(Beginning of SOURCE INFORMATION)
PR #336, opened 2026-03-15
chore: upgrade go version from 1.24.13 to 1.25.8

vishalm0509:
# Description

Upgrade go version from 1.24.13 to 1.25.8

Fixes # (issue)

## Type of change

# How Has This Been Tested?

- [ ] Scenario A
- [ ] Scenario B

# Screenshots or Recordings


.github/workflows/golang-ci.yml
```diff
@@ -21,11 +21,11 @@ jobs:
       - uses: actions/checkout@v3
       - uses: actions/setup-go@v3
         with:
-          check-latest: "true"
-          go-version: "1.24.x"
+          go-version-file: "server/go.mod"
       - name: golangci-lint
         uses: golangci/golangci-lint-action@v3
         with:
+          install-mode: goinstall
```
deepanshupal09-datazip, line 28: The default installation mode for `golangci/golangci-lint-action` is binary, which downloads a prebuilt binary and is generally faster and more stable in CI. Using `install-mode: goinstall` forces compilation from source, which can slow down the workflow and introduce potential build issues without a clear benefit here.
(End of SOURCE INFORMATION)
* TASK DESCRIPTION
Across the listing above, count the lines that include "from" and give the figure with no other words.

* ANSWER SECTION
3